*** Provided data ***

PR #873, opened 2026-09-17
feat(chart): stamp GPU_PROFILE on the node-agent container

giuliocalzo:
## What This PR Does

Every `nvml-mock` pod now says which GPU it is simulating. The `node-agent` container exposes a `GPU_PROFILE` env var, joining the `GPU_COUNT` and `DRIVER_VERSION` it already advertised:

```console
$ kubectl exec -n nvml-mock-system ds/nvml-mock -- printenv GPU_PROFILE
gb300
```

A release configured inline via `gpu.customConfig` reports `custom`, since no named profile is in effect. Nothing in the agent reads the value; it is there for people and scripts. Set on the `node-agent` container only.

## Why

Answering "what hardware does this pod simulate?" from inside the container currently means parsing the mounted config, which every demo script and debugging session reinvents.

## Checklist

- [x] Tests pass — `make helm-tests` green at 176, up from 173. No Go code changed
- [ ] Linter passes (`make lint-fix`) — `golangci-lint` and `make gen` are clean; the run exits non-zero only at `govulncheck`, on go1.26.5 standard library advisories fixed in go1.26.6. Pre-existing and unrelated to this PR
- [x] New code has SPDX license headers — no new files
- [x] Documentation updated — `docs/tools/node-agent.md`
- [x] CHANGELOG.md updated

## Testing

Three Helm unit tests cover the default profile, an explicit `gpu.profile`, and the `customConfig` sentinel. The daemonset snapshot diff is nothing but the added env entry.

*** End of Provided data ***

**Task goal:** Gather each line of the listing that holds the string "tests".

**Your solution:**
- [x] Tests pass — `make helm-tests` green at 176, up from 173. No Go code changed
Three Helm unit tests cover the default profile, an explicit `gpu.profile`, and the `customConfig` sentinel. The daemonset snapshot diff is nothing but the added env entry.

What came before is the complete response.